我没有发现问题。二分搜索最坏情况的性能将是 O(log m)，而您的 Comparator 将是常数 O(1)。
@gtgaxiola 酷，感谢您的评论！不太确定我是否在“滥用”binarySearch（如果有其他更适合此任务的 API）。
这个列表可以重复吗？如果没有，TreeSet 将使这更容易。
@VGR 不，timestamps 将（应该）没有重复。您将使用set.floor(inputTs) 实现它，然后执行后续检查以查看inputTs 是否在floor 返回的元素之后不超过SOME_CONSTANT 毫秒？
差不多，是的。

标签： java collections binary-search java-time

【解决方案1】：

Collections.binarySearch 没有有用于精确匹配。如文档中所述，如果未找到完全匹配，它将返回 -1 - i，其中 i 是列表中下一个更高元素的索引。

只需按自然顺序搜索inputTs。如果没有找到，那么您可以从inputTs 导出下一个更高的Instant 的索引（只需执行-1 - resultOfBinarySearch）。如果该索引处的Instant 是before(inputTs.plusMillis(CONSTANT))，那么你就完成了，否则，不存在这样的Instant。

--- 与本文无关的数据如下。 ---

PR #433, opened 2020-12-07
add tensorflow hub extractor

### LINKED ISSUE #428: support TF Hub models
We could consider adding model extractors that pull DL models from Tensorflow Hub (https://www.tensorflow.org/hub). Right now, through keras applications we only have support for object recognition models, but there's interesting stuff coming out in the audio domain (https://tfhub.dev/google/spice/2).

It may be possible to have one extractor for each task (e.g. one class for all audio embedding models), need to look into whether input and output format allow it. 

As an aside, YAMNET is now on TfHub, so we may consider updating our AudioSet extractor so to pull the model from there: https://tfhub.dev/google/yamnet/1

rbroc:
First draft of a (hierarchy of?) Tensorflow Hub extractor(s).
In current implementation, a generic TFHub extractor is implemented which is agnostic to stimulus type + two subclasses for _embedding_ models and _classification_ models - at the moment, these are pretty much the only two task types for which input and output seem fairly standardized (see https://www.tensorflow.org/hub/common_saved_model_apis/images and https://www.tensorflow.org/hub/common_saved_model_apis/text).

Closes #428.


rbroc:
@adelavega @tyarkoni the current implementation could be one way to go about this. 

There's a generic extractor (TFHubExtractor) where you can in principle pass whatever TFHub model, it will pack the output into a number of feature columns with generic names or into a columns with custom names if you pass them (if only one name is passed, it packs everything into a column). It's a class that allows you to use any model, but at your own risk as it remains rather abstract in terms of input type, input preprocessing and output postprocessing.

Then, there's are two modality-specific extractors, one for `ImageStim` and one for `TextStim`, for which input format in TFHub is more standardized (see https://www.tensorflow.org/hub/common_saved_model_apis and following sections). The modality-specific extractors do the type of preprocessing needed to pass the data from each `Stim` type to the models, and the postprocessing needed to pass the output to the `ExtractorResult` object.

This should work for most image classification and embedding models and text embedding models. In terms of output, these extractors are also pretty flexible. If you do not pass any labels/feature names, the extractor will just split the output in a number of features/columns with generic names (`'feature_0', 'feature_1', ..., 'feature_n'`) according to the dimensionality of the model output. If you pass feature names, it will use those. If you pass a single feature name (e.g. `'embedding'`), it will pack everything into one feature/column with that name.

We could also decide to be more specific and *always* constrain the dimensionality of the input to `n_classes` for classification, and to one feature (an embedding vector) for embedding models. We could do so by creating subclasses of `TFHubImageExtractor` for classification and embedding tasks - where all we do is forcing the feature name attribute to be an `n_classes`-long list (of either generic labels or user-specified labels) in the classification case, and one-dimensional feature list (e.g. `['embedding']`) in the embedding case. I think all methods could be inherited as-is from the parent classes.

Let me know what you think - I'll go ahead and write tests if you like the current approach.

rbroc:
one more note: right now the generic extractor crashes (`TypeError: Can't instantiate abstract class TFHubExtractor with abstract methods _input_type`) because `_input_type` is not specified, even when one specifies `_optional_input_type` (which in my understanding would be the most suitable thing here, as it'd make it possible to accept a any `Stim` depending on which model you pass).

Is this expected behavior? In my understanding, specifying `_optional_input_type` should override the need to specify `_input_type`.

If, though, this *is* expected behavior and it's me misunderstanding something - shall I create modality-specific classes for audio and video where `_input_type` is set? Or are there other ways to allow the generic extractor to accept any input, if we want to go for this option?

pliers/extractors/models.py
```diff
@@ -1,14 +1,193 @@
...
+        task (str): model task/domain identifier
+        features (optional): list of labels (for classification) 
+            or other feature names. If a one-element list or 
+            a string is passed, packs output vectors into one column.
+            If not specified, returns numbered features 
+            (feature_0, feature_1, ... ,feature_n).
+        kwargs (dict): arguments to hub.KerasLayer call
+    '''
+
+    _log_attributes = ('url_or_path', 'features', 'transform_out')
```
tyarkoni, line 36: This is one of the problems with using generic classes: we lose the ability to easily log potentially important initialization parameters. I don't know if there's an easy solution to this... if `kwargs` can only contain fairly simple, hashable types, we could just add that to `_log_attributes`. But I'm guessing it's not that predictable, in which case I guess we just have to live with it.

pliers/extractors/models.py
```diff
@@ -1,14 +1,193 @@
...
+
+    def __init__(self, url_or_path, features=None, task=None, 
+                 transform_out=None, **kwargs):
+        verify_dependencies(['tensorflow', 'tensorflow_hub',
```
tyarkoni, line 40: Are all of these dependencies needed here? At least from the code, it looks like it might only be `tensorflow_hub` (for `KerasLayer`).

tyarkoni (approved):
Very minor comments I leave to your discretion, otherwise, looks great!

pliers/extractors/models.py
```diff
@@ -1,14 +1,193 @@
...
+
+
+class TFHubExtractor(Extractor):
+
+    ''' A generic class for Tensorflow Hub extractors 
+    Args:
+        url_or_path (str): url or path to TFHub model. You can
+            browse models at https://tfhub.dev/.
+        task (str): model task/domain identifier
+        features (optional): list of labels (for classification)
```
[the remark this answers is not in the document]
rbroc: added more explanation in new commits

pliers/extractors/models.py
rbroc: only hub is required, indeed.
Removed tensorflow dependency, and moved tensorflow_text to the text extractor.
It is only needed for some models and there's no way to know if it is needed until the model is called, so I've added a warning at initialization when import fails.

pliers/extractors/models.py
rbroc: indeed, arguments to `KerasLayer ` can be pretty much anything depending on the model, and some of it is non-hashable (e.g. the "arguments" dictionary: https://www.tensorflow.org/hub/api_docs/python/hub/KerasLayer). Would lean towards leaving it as it is, but I can add a warning if kwargs are passed if needed.

rbroc:
@tyarkoni @adelavega I've added test and implemented Tal's suggestions so is ready for new review. Tests pass locally but they are not triggered automatically on Travis, and I'm not sure if I can start them manually and how. As for the BERT extractor, I expect these tests may cause some memory issues on Travis (each extractor is tested on more than one model) - but let's see what happens.

By the way, there is probably also some updating to do to the BERT extractors, I can take care of that in a separate PR.

pliers/extractors/models.py
```diff
@@ -1,14 +1,242 @@
...
+                 **kwargs):
+        verify_dependencies(['tensorflow_hub'])
+        self.model = hub.KerasLayer(url_or_path, **kwargs)
+        self.url_or_path = url_or_path
+        self.features = listify(features)
+        self.transform_out = transform_out
+        self.transform_inp = transform_inp
+        super().__init__()
+
+    def get_feature_names(self, out):
```
tyarkoni, line 74: This is currently publicly exposed, so we might want to move the check for `self.features` inside here (instead of doing it in `_extract`) and use that if available. Otherwise a user might naively call `get_feature_names` expecting to get the stored feature names, and instead they'll get the naive enumeration of `feature_*`.

Alternatively, if it's not meant to be public, maybe rename to `_get_feature_names`.

tyarkoni (commented):
Looks good, just one minor suggestion.

pliers/extractors/models.py
rbroc: thanks for the feedback and suggestion, Tal! Moved check for `self.features` inside `get_feature_names`.

rbroc:
tests are failing - probably an issue with pandas version (which we are pinning to `~=0.25` 😬), looking into that asap

rbroc:
@tyarkoni @adelavega I've merged the pandas PR here and tests initially failed with (I think) the same out of memory issues which we've previously encountered for BERT extractors. As a reminder, what happens is not that the whole thing crashes *while* running TFHub extractor tests, but that memory consumption accumulates over tests up to the point where - if there are many heavy model - the error occurs (e.g., in this case, tests don't crash while testing TFHub extractors, but afterwards, when we test BERT extractors).

As a workaround, I moved the test for one of the heavier TFHub models (Electra) in a separate function marked as high-memory and skipped on CI. This seems to be enough to avoid the OOM error and make tests run smoothly. The downside of this is that we are not testing any of the TFHub text models that operate in two steps (downloading tokenizer and tokenizing the input first, then passing the tokenized input to the model of interest). I guess we could in principle live with that (as we do for some of the BERT extractors) - provided that we test locally every now and then.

我确实认为您现有的解决方案在某些方面滥用了binarySearch，这是值得的。

【讨论】：

感谢您分享您的想法； +1。能否请您详细说明一下为什么您认为这种使用 binarySearch 令人担忧？
我也很好奇。
它主要违反了Comparator 合同。这不是传递 Comparator。特别是因为这个可以用一个完全有效的正常Comparator来解决，这似乎是错误的。
嗯，这很尴尬，但我不明白为什么它不具有传递性......根据文档，传递性被定义为“((compare(x, y)>0) && (compare(y, z)>0)) 暗示compare(x, z)>0”。使用上面定义的Comparator，只有当val1 和val2 位于不同的区间时，compare(val1,val2) 才会大于零。因此，要首先保持lhs，x、y和z必须都在不同的区间，然后compare(x,z)也将大于0。
compare(x, y) 可以是 0 和 compare(y, z) 可以是 0 但 compare(x, z) 可以是非零值，例如y = x + SOME_CONSTANT - 1 和 z = y + SOME_CONSTANT - 1.